De trein stopt er al lang niet meer: het passagiersvervoer van de NV Friesche Locaal Spoorweg Maatschappij werd opgeheven in de jaren dertig. Een bom verwoestte het stationsgebouwtje in 1944. Wat nog rest is de spoordijk en de herinnering in het liedje Yn it Dokkumer Lokaeltsje, waarin het zo smûk (behaaglijk) zat.
De slotheer van Dekemastate, die faliekant tegen de aanleg van het spoor was, werd ter aarde besteld op 20 april 1901, de dag waarop de spoorbaan feestelijk geopend werd. De ironie wil dat de oplevering volgend jaar van de gerestaureerde Dekemastate wel eens samen kan vallen met de verwijdering van de laatste spoorbiels.

Dekemastate

Over Dekemastate wordt ongetwijfeld nog veel gepubliceerd de komende jaren.
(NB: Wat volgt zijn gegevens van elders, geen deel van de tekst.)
PR #1608, opened 2020-08-26
Fix ws.Set(Timeout/Interval) panicking on float values

MStoykov:
The issue is connected to https://github.com/dop251/goja/pull/190 in the
sense that instead of the float to int conversation to result in either
error or a clamped float value, it results in a 0 int value which panics
the stdlib time package.

Changing the parameter for the timeout/interval to float both makes it
possible to take values such as 0.5, meaning half a ms, and also checks
if the value is positive so we can be certain that it won't panic k6.
If not this results in an exception in the script.

### DIFF
--- a/js/modules/k6/ws/ws.go
+++ b/js/modules/k6/ws/ws.go
@@ -381,7 +381,7 @@ func (s *Socket) trackPong(pingID string) {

Het middeleeuwse gebouw met grachten en oprijlaan met prachtige lindebomen is uniek en kent een geschiedenis als weinig andere gebouwen in Friesland.
Ook het meer dan acht eeuwen oude kerkje met tufstenen elementen, de noordmuur waarin diverse bouwstijlen zijn te herkennen en de rozetten aan het plafond (uit de tijd voor de reformatie), is beroemd.
Minder indrukwekkend dan kerk en Dekemastate, maar vaak niet minder intrigerend en cultuurhistorisch interessant, zijn andere aanwezige overblijfselen of (niet zichtbare) wetenswaardigheden uit een recent of ver verleden.
Jelsum is een terpdorp, één uit een lange reeks van terpen die ontstonden op de oeverwal van de voormalige Middelzee. Het land ten oosten van het dorp, het Aldlân (het oude land) is oorspronkelijk onbedijkt land en het wegen- en slotenverloop is er bochtig, omdat dit de loop van de vroegere prielen en geulen volgt. Vanuit het dorp de Aldlânsweg volgend, is dit goed waarneembaar.
In dit Aldlân is ook de oprijlaan en het erf van verdwenen Hinnemastate te herkennen door de aangebrachte beplanting (na tweehonderd meter links). Op Hinnemastate schreef de beroemde theoloog Balthasar Bekker in 1691-1693 grotendeels het boek De Betooverde Weerelt, waarin hij afrekende met allerlei bijgeloof. De staatsman-dichter Bilderdijk eerde hem – op negentiende-eeuwse wijze – aldus:

Rampzalig, die voor spooksels beven!
Rampzalig, boven al wat ooit rampzalig was!
Gezegend, die hun schrik uit Neerland hebt verdreven,
Gezegend, Bekker, zij uw asch!

Even verder rechts van de weg ligt een weiland lager dan de omringende weilanden. Hier bevond zich een terp, die tot de voet (of zool) is afgegraven. Doordat het terpengebied regelmatig door de zee werd overstroomd en er slib werd afgezet, lag de voet van de terp lager dan het omringende land.

Nieuwland

Het land ten westen van de dijk die de Middelzee in toom moest houden (nu de verkeersweg Leeuwarden-Stiens), heet het Nijlân (het nieuwe land). Nadat eerst de Tsjessingadyk werd aangelegd in het begin van de dertiende eeuw, ontstond het Jelsumer Nieuwland in dezelfde eeuw door de aanleg van de Skrédyk, globaal tussen Cornjum aan de oostkant en Beetgum aan de westkant van de Middelzee.
Men spreekt van Goutumer Nieuwland en Jelsumer Nieuwland doordat de aan de zee gelegen dorpen een deel van het ingedijkte land toevoegden aan hun grondgebied. Met loodlijnen werd het dorpsgebied doorgetrokken tot de Zwette (de grenssloot tussen Westergo en Oostergo).
De Zwette is hier in de oorspronkelijk aangelegde staat terug te vinden; ten zuiden van Leeuwarden is de Zwette tot trekvaart verbreed.
De terp zelf en de aansluitende oeverwal kent een duidelijke blokverkaveling: de afwatering moest gegraven worden en rechttoe rechtaan ligt dan voor de hand. Overigens is dit niet het geval met een sloot die vanaf het kerkje naar het noorden loopt. Maar deze sloot is dan ook de oorspronkelijke slotgracht van de reeds lang verdwenen Harinxmastate!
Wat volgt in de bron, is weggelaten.